━━━ DATA LISTING ━━━
PR #1074, opened 2022-11-23
Fix/ion tests await and update transmute did-key dep

### LINKED ISSUE #1066: didManagerCreate throws error for did:ion
**Bug severity**
4

**Describe the bug**
When attempting to create an ION DID with didManagerCreate, I get a "TypeError: crypto__WEBPACK_IMPORTED_MODULE_2___default(...).createHash is not a function" error.

Creating did:ethr and did:key work fine. My app uses the crypto module and createHash function elsewhere with no issues.

The error points to @transmute/did-key-secp256k1 -> publicKeyJwkFromPublicKeyHex -> getKid

The did-provider-ion package.json has the dependency fixed at "@transmute/did-key-secp256k1": "0.2.1-unstable.42", but 0.3.0 is current. Maybe that's the issue.

 - Veramo: next
 - Browser Brave
 - Node Version 16.17.0
 - Ionic 6.18.1
 - Capacitor 4.5.0
 - Angular 14.2.11

nklomp:
Intermittent timeout exceptions occur on ION test when running locally as reported by @nickreynolds  I had a hard time reproducing it using several environments, operating systems and node versions and actually managed to only get the error one time.

Looking at the test code it potently could happen because certain corner cases didn't await the matching methods which are async. Ran the tests many times over, and could not reproduce it anymore

Also removed the dep to transmute's did-key-jwk/secp256k1 support. The ION provider was using an older version of the dep than used elsewhere. The only reason was because it used 2 methods to convert secp256k private and public keys to JWKs. Since the structure of the package has been completely overhauled in recent versions, and these implementations changed, decided to copy the respective methods and use some previous transitive deps directly. 

Potential fixes #1066 . But I think that problem is not related to the mismatch in package versions

## What is being changed
See above

## Quality
Check all that apply:
* [x] I successfully ran `yarn`, `yarn build`, `yarn test`, `yarn test:browser` locally.
* [x] I added unit tests.


packages/did-provider-ion/src/functions.ts
```diff
@@ -48,9 +55,75 @@ export const toIonPrivateKeyJwk = (privateKeyHex: string): JwkEs256k => {
...
+/** convert compressed hex encoded public key to jwk */
+export const publicKeyJwkFromPublicKeyHex = (publicKeyHex: string) => {
+  let key = publicKeyHex;
+  const compressedHexEncodedPublicKeyLength = 66;
+  if (publicKeyHex.length === compressedHexEncodedPublicKeyLength) {
+    const keyBin = secp256k1.publicKeyConvert(
+      Buffer.from(publicKeyHex, 'hex'),
+      false
+    );
+    key = Buffer.from(keyBin).toString('hex');
```
mirceanis, line 112: We already have @ethersproject/* in the dependency tree (usually) so It would be better to use that for public key conversions instead of a new dependency.

Using this import `import { computePublicKey } from '@ethersproject/signing-key'`,
I think this would work to convert the key to uncompressed hex encoding:
```suggestion
    key = computePublicKey(`0x${publicKeyHex}`, false).substring(2)
```

This also removes the need for `Buffer` which requires special treatment on web.

packages/did-provider-ion/src/functions.ts
```diff
@@ -48,9 +55,75 @@ export const toIonPrivateKeyJwk = (privateKeyHex: string): JwkEs256k => {
...
+  const copy = { ...jwk } as any;
+  delete copy.d;
+  delete copy.kid;
+  delete copy.alg;
+  const digest = crypto
+    .createHash('sha256')
+    .update(canonicalize(copy)!, 'utf-8')
+    .digest();
+
+  return base64url.encode(Buffer.from(digest));
```
mirceanis, line 87:
```suggestion
  return u8a.toString(digest, 'base64url')
```

We prefer to avoid Buffer since it requires special treatment on web.
Perhaps with this change we also don't need `base64url` dependency anymore?

packages/did-provider-ion/src/functions.ts
```diff
@@ -48,9 +55,75 @@ export const toIonPrivateKeyJwk = (privateKeyHex: string): JwkEs256k => {
...
+ * See [rfc7638](https://tools.ietf.org/html/rfc7638) for more details on Jwk.
+ */
+export const getKid = (
+  jwk: ISecp256k1PrivateKeyJwk | ISecp256k1PublicKeyJwk
+) => {
+  const copy = { ...jwk } as any;
+  delete copy.d;
+  delete copy.kid;
+  delete copy.alg;
+  const digest = crypto
```
mirceanis, line 82: In other parts of the codebase we use `import { hash } from '@stablelib/sha256'` to compute sha256.

What do you think about replacing the use of `crypto`, since it requires special treatment on web?

mirceanis (changes requested):
Thanks for adding this!

I have some suggestions that would replace some of the dependencies with others that are already used in other parts of the codebase.
Please take a look and let me know what you think.

Also, my delayed review allowed a conflict to appear that has to be solved before we can merge. Sorry about that.

packages/did-provider-ion/src/functions.ts
nklomp: Removed Buffer

packages/did-provider-ion/src/functions.ts
nklomp: Updated it everywhere

nklomp:
Removed some packages and also removed usage of crypto and Buffer.
Updated to the latest ion-sdk. Should be browser compatible, but didn't get around to testing it yet (and probably won't this week)

mirceanis (approved):
Looks great, thank you for the prompt edits!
━━━
◆ **PROBLEM STATEMENT**: The whole of the data must be given again, exactly as shown.

◆ **RESPONSE**:
PR #1074, opened 2022-11-23
Fix/ion tests await and update transmute did-key dep

### LINKED ISSUE #1066: didManagerCreate throws error for did:ion
**Bug severity**
4

**Describe the bug**
When attempting to create an ION DID with didManagerCreate, I get a "TypeError: crypto__WEBPACK_IMPORTED_MODULE_2___default(...).createHash is not a function" error.

Creating did:ethr and did:key work fine. My app uses the crypto module and createHash function elsewhere with no issues.

The error points to @transmute/did-key-secp256k1 -> publicKeyJwkFromPublicKeyHex -> getKid

The did-provider-ion package.json has the dependency fixed at "@transmute/did-key-secp256k1": "0.2.1-unstable.42", but 0.3.0 is current. Maybe that's the issue.

 - Veramo: next
 - Browser Brave
 - Node Version 16.17.0
 - Ionic 6.18.1
 - Capacitor 4.5.0
 - Angular 14.2.11

nklomp:
Intermittent timeout exceptions occur on ION test when running locally as reported by @nickreynolds  I had a hard time reproducing it using several environments, operating systems and node versions and actually managed to only get the error one time.

Looking at the test code it potently could happen because certain corner cases didn't await the matching methods which are async. Ran the tests many times over, and could not reproduce it anymore

Also removed the dep to transmute's did-key-jwk/secp256k1 support. The ION provider was using an older version of the dep than used elsewhere. The only reason was because it used 2 methods to convert secp256k private and public keys to JWKs. Since the structure of the package has been completely overhauled in recent versions, and these implementations changed, decided to copy the respective methods and use some previous transitive deps directly. 

Potential fixes #1066 . But I think that problem is not related to the mismatch in package versions

## What is being changed
See above

## Quality
Check all that apply:
* [x] I successfully ran `yarn`, `yarn build`, `yarn test`, `yarn test:browser` locally.
* [x] I added unit tests.


packages/did-provider-ion/src/functions.ts
```diff
@@ -48,9 +55,75 @@ export const toIonPrivateKeyJwk = (privateKeyHex: string): JwkEs256k => {
...
+/** convert compressed hex encoded public key to jwk */
+export const publicKeyJwkFromPublicKeyHex = (publicKeyHex: string) => {
+  let key = publicKeyHex;
+  const compressedHexEncodedPublicKeyLength = 66;
+  if (publicKeyHex.length === compressedHexEncodedPublicKeyLength) {
+    const keyBin = secp256k1.publicKeyConvert(
+      Buffer.from(publicKeyHex, 'hex'),
+      false
+    );
+    key = Buffer.from(keyBin).toString('hex');
```
mirceanis, line 112: We already have @ethersproject/* in the dependency tree (usually) so It would be better to use that for public key conversions instead of a new dependency.

Using this import `import { computePublicKey } from '@ethersproject/signing-key'`,
I think this would work to convert the key to uncompressed hex encoding:
```suggestion
    key = computePublicKey(`0x${publicKeyHex}`, false).substring(2)
```

This also removes the need for `Buffer` which requires special treatment on web.

packages/did-provider-ion/src/functions.ts
```diff
@@ -48,9 +55,75 @@ export const toIonPrivateKeyJwk = (privateKeyHex: string): JwkEs256k => {
...
+  const copy = { ...jwk } as any;
+  delete copy.d;
+  delete copy.kid;
+  delete copy.alg;
+  const digest = crypto
+    .createHash('sha256')
+    .update(canonicalize(copy)!, 'utf-8')
+    .digest();
+
+  return base64url.encode(Buffer.from(digest));
```
mirceanis, line 87:
```suggestion
  return u8a.toString(digest, 'base64url')
```

We prefer to avoid Buffer since it requires special treatment on web.
Perhaps with this change we also don't need `base64url` dependency anymore?

packages/did-provider-ion/src/functions.ts
```diff
@@ -48,9 +55,75 @@ export const toIonPrivateKeyJwk = (privateKeyHex: string): JwkEs256k => {
...
+ * See [rfc7638](https://tools.ietf.org/html/rfc7638) for more details on Jwk.
+ */
+export const getKid = (
+  jwk: ISecp256k1PrivateKeyJwk | ISecp256k1PublicKeyJwk
+) => {
+  const copy = { ...jwk } as any;
+  delete copy.d;
+  delete copy.kid;
+  delete copy.alg;
+  const digest = crypto
```
mirceanis, line 82: In other parts of the codebase we use `import { hash } from '@stablelib/sha256'` to compute sha256.

What do you think about replacing the use of `crypto`, since it requires special treatment on web?

mirceanis (changes requested):
Thanks for adding this!

I have some suggestions that would replace some of the dependencies with others that are already used in other parts of the codebase.
Please take a look and let me know what you think.

Also, my delayed review allowed a conflict to appear that has to be solved before we can merge. Sorry about that.

packages/did-provider-ion/src/functions.ts
nklomp: Removed Buffer

packages/did-provider-ion/src/functions.ts
nklomp: Updated it everywhere

nklomp:
Removed some packages and also removed usage of crypto and Buffer.
Updated to the latest ion-sdk. Should be browser compatible, but didn't get around to testing it yet (and probably won't this week)

mirceanis (approved):
Looks great, thank you for the prompt edits!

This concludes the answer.